(Record extracts)

PR #2051, opened 2022-11-21
:bug: Missing error log for in-cluster config

maciej-karas-form3:
Signed-off-by: Maciej Karaś [maciej.karas@form3.tech](mailto:maciej.karas@form3.tech)

closes https://github.com/kubernetes-sigs/controller-runtime/issues/2053

### DIFF
--- a/pkg/client/config/config.go
+++ b/pkg/client/config/config.go
@@ -113,7 +113,7 @@ func GetConfigWithContext(context string) (*rest.Config, error) {
 var loadInClusterConfig = rest.InClusterConfig
 
 // loadConfig loads a REST Config as per the rules specified in GetConfig.
-func loadConfig(context string) (*rest.Config, error) {
+func loadConfig(context string) (config *rest.Config, configErr error) {
 	// If a flag is specified with the config location, use that
 	if len(kubeconfig) > 0 {
 		return loadConfigWithContext("", &clientcmd.ClientConfigLoadingRules{ExplicitPath: kubeconfig}, context)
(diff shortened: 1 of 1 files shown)


pkg/client/config/config.go
```diff
@@ -125,6 +125,8 @@ func loadConfig(context string) (*rest.Config, error) {
 	if len(kubeconfigPath) == 0 {
 		if c, err := loadInClusterConfig(); err == nil {
 			return c, nil
+		} else {
+			log.Error(err, "unable to load in-cluster config")
```
FillZpp, line 129: It's just a try, for example it may return `ErrNotInCluster` if it is not running in a cluster, so we'd better not log it as an error.

maciej-karas-form3: @FillZpp Your'e right. I don't know the conventions for logging warnings in this codebase. Are we using WARN or just [INFO,ERROR]? I can change it to info if that's the case. Will this work?
```go
log.Info("unable to load in-cluster config: %s", err.String())
```

alvaroaleman: I would probably use a `defer` that logs this only if `loadConfig` returns an error

maciej-karas-form3: @alvaroaleman @FillZpp updated the PR accordingly. Now it only logs error when the `loadConfig` method returns an error

alvaroaleman (approved):
Thanks!

maciej-karas-form3:
@alvaroaleman The build failed with some lint errors. I've fixed them but the `lgmt` tag was removed

pkg/client/config/config.go
```diff
@@ -123,9 +123,16 @@ func loadConfig(context string) (*rest.Config, error) {
...
 	if len(kubeconfigPath) == 0 {
-		if c, err := loadInClusterConfig(); err == nil {
+		c, err := loadInClusterConfig()
+		if err == nil {
 			return c, nil
 		}
+
+		defer func() {
+			if configErr != nil {
+				log.Error(err, "unable to load in-cluster config")
```
sbueringer, line 133: @alvaroaleman 
Q: Does this really work as expected?

I think it could potentially pick up errors produced later in the func in l. 150 or l.155 

Wondering if we could simply use `if err != nil` to log this error instead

(End Record extracts)

The word "loadInClusterConfig" appears in some lines above. Return every one of those lines.

Result for this task
 var loadInClusterConfig = rest.InClusterConfig
 		if c, err := loadInClusterConfig(); err == nil {
-		if c, err := loadInClusterConfig(); err == nil {
+		c, err := loadInClusterConfig()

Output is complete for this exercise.